_YOUR INSTRUCTIONS:_ Below are records; count the lines that contain "indications" and state only that count.

_RECORD EXCERPTS:_
· · · · ·

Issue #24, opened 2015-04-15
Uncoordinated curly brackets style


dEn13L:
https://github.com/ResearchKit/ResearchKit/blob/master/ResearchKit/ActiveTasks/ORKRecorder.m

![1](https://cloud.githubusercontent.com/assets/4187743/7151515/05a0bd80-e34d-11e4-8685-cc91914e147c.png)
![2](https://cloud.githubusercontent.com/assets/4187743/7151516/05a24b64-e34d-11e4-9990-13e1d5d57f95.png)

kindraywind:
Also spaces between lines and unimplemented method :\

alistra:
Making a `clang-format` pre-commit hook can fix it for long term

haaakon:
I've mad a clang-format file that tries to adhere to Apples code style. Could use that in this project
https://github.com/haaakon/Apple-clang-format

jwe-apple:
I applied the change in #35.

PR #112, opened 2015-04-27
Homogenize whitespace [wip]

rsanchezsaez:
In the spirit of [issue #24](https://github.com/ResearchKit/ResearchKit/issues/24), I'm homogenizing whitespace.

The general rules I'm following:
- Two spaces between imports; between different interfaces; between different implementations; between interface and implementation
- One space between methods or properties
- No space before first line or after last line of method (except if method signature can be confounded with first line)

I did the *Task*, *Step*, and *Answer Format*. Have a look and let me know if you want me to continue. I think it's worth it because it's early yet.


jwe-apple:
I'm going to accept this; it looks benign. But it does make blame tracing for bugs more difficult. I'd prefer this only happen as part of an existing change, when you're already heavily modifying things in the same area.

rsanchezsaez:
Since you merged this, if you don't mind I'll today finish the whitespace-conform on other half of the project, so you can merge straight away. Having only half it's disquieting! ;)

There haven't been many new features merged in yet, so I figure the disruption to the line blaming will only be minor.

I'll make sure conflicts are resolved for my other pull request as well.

· · · · ·

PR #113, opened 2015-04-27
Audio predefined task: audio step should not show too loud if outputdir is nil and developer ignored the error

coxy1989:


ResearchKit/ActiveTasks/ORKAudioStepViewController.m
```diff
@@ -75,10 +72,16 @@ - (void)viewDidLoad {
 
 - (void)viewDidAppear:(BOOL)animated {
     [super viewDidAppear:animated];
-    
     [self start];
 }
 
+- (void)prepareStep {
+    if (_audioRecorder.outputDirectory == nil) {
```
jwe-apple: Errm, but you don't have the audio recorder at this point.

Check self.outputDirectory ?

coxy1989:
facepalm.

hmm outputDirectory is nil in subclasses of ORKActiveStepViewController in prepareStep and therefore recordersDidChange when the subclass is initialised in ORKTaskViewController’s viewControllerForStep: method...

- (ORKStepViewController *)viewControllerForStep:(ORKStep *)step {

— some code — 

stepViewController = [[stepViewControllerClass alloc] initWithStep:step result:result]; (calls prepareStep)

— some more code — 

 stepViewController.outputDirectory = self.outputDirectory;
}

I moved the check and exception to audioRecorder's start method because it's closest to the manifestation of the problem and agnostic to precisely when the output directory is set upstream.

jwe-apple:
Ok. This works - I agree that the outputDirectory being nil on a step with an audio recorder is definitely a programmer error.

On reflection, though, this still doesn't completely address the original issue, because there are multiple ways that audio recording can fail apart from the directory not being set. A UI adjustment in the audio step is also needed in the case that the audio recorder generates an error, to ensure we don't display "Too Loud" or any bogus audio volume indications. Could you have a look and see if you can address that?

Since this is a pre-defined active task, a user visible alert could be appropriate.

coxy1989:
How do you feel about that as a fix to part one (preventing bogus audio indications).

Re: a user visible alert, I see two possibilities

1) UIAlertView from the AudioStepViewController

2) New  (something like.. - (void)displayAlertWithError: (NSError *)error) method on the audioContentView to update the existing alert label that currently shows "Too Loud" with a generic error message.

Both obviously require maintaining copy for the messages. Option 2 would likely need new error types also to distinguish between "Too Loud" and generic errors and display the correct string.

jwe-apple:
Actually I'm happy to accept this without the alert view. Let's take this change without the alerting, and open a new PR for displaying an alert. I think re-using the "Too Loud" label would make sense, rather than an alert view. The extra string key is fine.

· · · · ·

_SOLUTION TO THIS TASK:_ 2